(Stored data entries)
____

Issue #35, opened 2026-06-14
[BUG] RF Power setting is not synchronized to the radio after starting YWC


SP3L-Jacek:
## Steps to reproduce

1. With YWC connected to the radio, set RF Power to some arbitrary value, for example to 30 W.
2. Close YWC (that is close the tab in the internet browser and select "Exit Yaesu Web Control" after right-clicking on the YWC icon sitting in the Windows tray).
3. Manually change RF setting on the radio front panel, for example to 10 W.
4. Open YWC.
5. Observe that it shows the RF power value that was valid before its closure (30 W in the above example).

## Expected behaviour

YWC should synchronize to the RF Power set in the radio.

## Actual behaviour

YWC remembers the RF Power setting it had right before application closure.

## Diagnostics

```
YWC Version    2.3.6 (released 2026-06-12)
Radio model    FTdx10
Band plan      Region1
Serial port    COM7 at 38400 baud
Connection     connected
SDR device     (none configured)
DX cluster     (off)
Cluster login  (blank)
Browser        Microsoft Edge 149
.NET runtime   10.0.8
Operating sys  Microsoft Windows 10.0.26200
```

## Anything else?

Any change in RF power setting, made either in the radio, or in the application, synchronizes them.

mm5agm:
Jacek — both #35 (RF Power not synced on startup) and #36 (slider doesn't follow front-panel change) are fixed on develop and will ship in v2.3.7. While testing the #35 fix I noticed a related rounding edge case (radio at 91 W → YWC label was showing 90 W because of the slider's step=5 snap), so I've made the label show the exact radio value while the slider visually snaps to the nearest step — should keep operators using odd watt values like 91 / 73 happy.

Plus the "100W" → "100 W" space-before-unit fix from your closing note in #36.

73, Colin MM5AGM

SP3L-Jacek:
Bug still present in version 2.3.7.

mm5agm:
Jacek — the fix is in v2.3.7 (commit 89326ca; `RadioInitializationService` no longer writes the persisted Power on connect, and queries `PC;` from the radio on every connect instead). Could you describe what you're seeing now in the same Steps to reproduce format as the original report? Specifically:

1. Power value you set on the radio's front panel **before** starting YWC
2. Power value YWC's slider shows **immediately after** startup
3. Power value the radio actually has **after** YWC starts (read on the radio itself — not via YWC)

[...]

Issue #16, opened 2026-06-04
[BUG] YWC overwrites the MIC GAIN and PROC LEVEL settings in the radio after the first connection


SP3L-Jacek:
## Describe the bug

MIC GAIN changed from 33 to 50 and PROC level changed rom 100 to 50.

## Steps to reproduce

1. Install the YWC and connect to the radio (FT10DX10 in this case).
2. Check the MIC GAIN and PROC LEVEL settings.
3.

## Expected behaviour

I expect them to stay as originally set before connecting to YWC.

## Actual behaviour

They changed

## Diagnostics

```
YWC Version    2.1.0 (released 2026-06-03)
Radio model    FTdx10
Band plan      Region1
Serial port    COM7 at 38400 baud
Connection     connected
SDR device     (none configured)
DX cluster     cluster.dl4ny.de:7300
Cluster login  SP3L
Browser        Microsoft Edge 148
.NET runtime   10.0.8
Operating sys  Microsoft Windows 10.0.26200
```

mm5agm:
Hello Jacek, this is a real bug and a clear one — thank you.

**Root cause:** `Services/RadioInitializationService.cs` was *writing* persisted state back to the radio on every connect for **MIC GAIN**, **Speech Processor on/off**, and **PROC LEVEL**. On a fresh YWC install with no prior persisted values, those default to roughly `50` / off / `50`, so on first connect YWC was happily sending `MG050;`, `PR0;`, and `PL050;` to your radio — overwriting your **MIC GAIN = 33** and **PROC LEVEL = 100**. The 50 / 50 / 50 you saw afterwards was YWC's defaults applied as if you had set them.

**Why this design was wrong:** MIC GAIN and PROC LEVEL are about TX audio quality. They're normally tuned physically on the radio for the operator's voice and mic, not via YWC. A remote app shouldn't be silently overwriting them on every startup.

**Fix on develop:** YWC no longer writes `MG`, `PR`, or `PL` on connect. The radio is now the source of truth for those three values. The existing `MG;`, `PR;`, and `PL;` query commands in the connect sequence already populate YWC's UI sliders with whatever the radio actually has. If you adjust a value via a YWC slider afterwards, that sends the corresponding command to the radio (and the radio's state changes accordingly) — but YWC will no longer silently apply a saved value on connect.

[...]

PR #81, opened 2026-07-17
Single-receiver VFO routing fixes: memory recall, roofing filter, A/B re-query + full state replay for late-joining clients

fabiojvalente:
# Single-receiver VFO routing fixes: memory recall, roofing filter, A/B re-query + full state replay for late-joining clients

TL,DR: Fix some state drift between what the radio have and what YWC reports

Add labels in the VFOs for `band` and `mode`
image

## Summary

On single-receiver radios (FTdx10, FT-710, FTDX3000, FT-991A), VFO A and B are frequency/mode slots for one receiver; the operating VFO is tracked by `ActiveVfo` (from the `VS` CAT command). Several code paths still ignored that and hard-wired VFO A. This branch fixes them, plus a related state-sync bug for browsers that connect after startup.

### Memory recall tunes the active VFO (`Controllers/MemoryController.cs`)

- Recall (`POST /api/memory/{id}/recall`) was hard-coded to VFO A — always sending `FA`/`MD0` and writing only `*A` state fields. Recalling a memory while VFO B was active updated the wrong slot, so the receiver did not move.
- `Recall` now uses `RadioCapabilities.VfoIsB` — the same routing helper used throughout `CatController` — to target the active VFO. Mode and frequency commands switch between `MD0`/`FA` and `MD1`/`FB`, and every per-VFO state write (clarifier, antenna, IF width/shift, roofing, NB, NR, AGC) routes to the matching A or B property. Dual-receiver behaviour is unchanged (recall still targets VFO A).

### Roofing filter is per-VFO state on single-receiver radios (`CatController`, `CatMessageDispatcher`, `RadioInitializationService`)

- The FTdx10/FTDX3000 roofing setters and the `RF` read-back handler used to mirror the filter code to both `RoofingFilterA` and `RoofingFilterB`. But the radio stores the roofing filter per VFO slot, so mirroring corrupted the inactive slot's value.
- Setters now write only the active VFO's slot, and the dispatcher's `RF` case routes through `SetPerVfo` like the other P1=0-Fixed receive controls (including the FTDX3000 read-code normalisation). `RF0;` was added to the init per-VFO query list so both slots are populated at connect.

### `SetMode` consolidation (`CatController`)

- Refactored to build the CAT command from `VfoP1Outgoing` and route state writes via `VfoIsB` instead of duplicated A/B branches — same fix pattern as the other receive-control endpoints, and the Contour/APF re-apply after a mode change now reads the correct per-VFO state.

### Front-panel A/B press re-syncs per-VFO controls (`CatMessageDispatcher`, `CatMultiplexerService`, `CatCommands`)

- Pressing A/B on the rig fires a burst of P1=0-Fixed auto-info broadcasts racing the `VS` answer. The 300 ms dispatch buffer previously applied any queued update to whichever `ActiveVfo` was current at flush time — updates spanning the VS boundary could land in the wrong slot. Buffered updates whose `ActiveVfo` changed between enqueue and flush are now dropped as ambiguous.
- Ground truth is restored by a new debounced post-VS re-query: 500 ms after a `VS` change (cancel-and-restart on rapid flips), the multiplexer re-reads the full per-VFO control set for the newly active VFO. The query list is now shared as `CatCommands.SingleReceiverPerVfoQueries` between init ping-pong and the re-query. `MD` read-back also routes via `SetPerVfo` now.
- AF Gain persisted-state restore at init is skipped on single-receiver radios — the radio is the source of truth there (same precedent as Mode #38, RF Power #35, MIC Gain #16); the `AG0;` queries populate the UI instead.

### Late-joining browsers get the full radio state (`RadioHub`, `RadioStateService`)

- SignalR broadcasts only fire on *change*, and `OnConnectedAsync` replayed only `FrequencyA`/`FrequencyB`. A browser connecting after startup (second tab, another computer) kept the frontend JS defaults for anything not server-rendered in the Razor page — most visibly `ActiveVfo`/`TxVfo`/`SplitMode`, which made VFO A always look active on late-joining clients.
- `RadioStateService.GetClientStateSnapshot()` returns every UI-relevant property (meters excluded), and the hub replays it to the connecting client through the normal `RadioStateUpdate` envelope. No frontend changes needed; voice announcements are unaffected (initial-load suppression already swallows first values).

## Test plan

- [x] On FTdx10: with VFO B active, recall a memory — VFO B retunes and the UI updates
- [x] On FTdx10: with VFO A active, recall a memory — VFO A retunes (regression)
- [ ] On FTdx10: press A/B on the rig — after ~0.5 s all per-VFO controls (mode, roofing, AGC, IF width/shift, NB/NR, contour/APF, AF/RF gain, squelch) show the newly active VFO's values
- [ ] On FTdx10: change the roofing filter with VFO B active, press A/B — each panel keeps its own filter (no mirroring)
- [ ] On FTdx10: with VFO B active, open the UI in a second browser/computer — VFO B shows as active; split/TX state also correct
- [ ] On FTdx101 (dual receiver): memory recall still targets VFO A; mode/roofing per-VFO commands unchanged; second-browser state still correct

### DIFF
--- a/Controllers/CatController.cs
+++ b/Controllers/CatController.cs
@@ -875,7 +875,8 @@ namespace Yaesu_Web_Control.Controllers
 
         /// <summary>
         /// FTdx10 single-receiver roofing filter: RF0 P2 set / RF0 P3 read.
-        /// Mirrors the result to both VFO slots so both panels stay in sync.
+        /// Per-VFO state is tracked in the active VFO slot (inactive panel is
+        /// not editable on single-receiver radios).
         /// </summary>
         private async Task<IActionResult> SetFtdx10RoofingFilterAsync(RoofingFilterRequest request)
         {
@@ -893,8 +894,8 @@ namespace Yaesu_Web_Control.Controllers
             if (!string.IsNullOrEmpty(rfReadResponse) && rfReadResponse.Length >= 4)
             {
                 var actualFilter = rfReadResponse[3].ToString();
-                _radioStateService.RoofingFilterA = actualFilter;
-                _radioStateService.RoofingFilterB = actualFilter;
+                if (_radioStateService.ActiveVfo == 1) _radioStateService.RoofingFilterB = actualFilter;
+                else                                   _radioStateService.RoofingFilterA = actualFilter;
 
                 if (actualFilter != request.Filter)
                 {
@@ -909,8 +910,8 @@ namespace Yaesu_Web_Control.Controllers
                 return Ok(new { message = $"Roofing filter {filterName} selected", filter = actualFilter, filterName });
             }
 
-            _radioStateService.RoofingFilterA = request.Filter;
-            _radioStateService.RoofingFilterB = request.Filter;
+            if (_radioStateService.ActiveVfo == 1) _radioStateService.RoofingFilterB = request.Filter;
+            else                                   _radioStateService.RoofingFilterA = request.Filter;
             var fallbackName = FtdxTenRoofingFilterNames.GetValueOrDefault(request.Filter, request.Filter);
             return Ok(new { message = $"Roofing filter {fallbackName} selected", filter = request.Filter, filterName = fallbackName });
         }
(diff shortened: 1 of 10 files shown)


fabiojvalente:
@mm5agm for credit purposes my call is CR7CDC

fabiojvalente:
@mm5agm found a possible regression, fixing it right now

mm5agm:
Thanks Fabio! Just so I get the credit exactly right in the README — could you confirm the callsign spelling? I couldn't turn up CR7CDC on QRZ, though I know plenty of people don't keep a profile there, so it may simply not be listed. Just want to have it letter-perfect before it goes in.

73, Colin MM5AGM

fabiojvalente:
@mm5agm this one got rather bigger than anticipated
During testing I've discovered a few scenarios where there was state drift between YWC and the radio, and some misbehaviour when changing settings on VFO B that were carried over to VFO A when switching

I dont think dual VFO units are affected, but testing is recommended

As I'm using YWC for remote operation over Lan, I also noticed YWC would show VFO A as active (when B was in fact the active one) and would never get the correct info form the radio
This MR also fixes this as it considers the radio to be the souce of truth and polls this info on a recurring basis

As for QRZ, I've created the acc and waiting now to be added 👍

____

WHAT THE TASK REQUIRES: Of the entries listed above, reproduce only the lines starting at the line containing "had set them." and ending at the line containing "on every startup.". Include both, exactly as they stand.

RESULT:
**Root cause:** `Services/RadioInitializationService.cs` was *writing* persisted state back to the radio on every connect for **MIC GAIN**, **Speech Processor on/off**, and **PROC LEVEL**. On a fresh YWC install with no prior persisted values, those default to roughly `50` / off / `50`, so on first connect YWC was happily sending `MG050;`, `PR0;`, and `PL050;` to your radio — overwriting your **MIC GAIN = 33** and **PROC LEVEL = 100**. The 50 / 50 / 50 you saw afterwards was YWC's defaults applied as if you had set them.

**Why this design was wrong:** MIC GAIN and PROC LEVEL are about TX audio quality. They're normally tuned physically on the radio for the operator's voice and mic, not via YWC. A remote app shouldn't be silently overwriting them on every startup.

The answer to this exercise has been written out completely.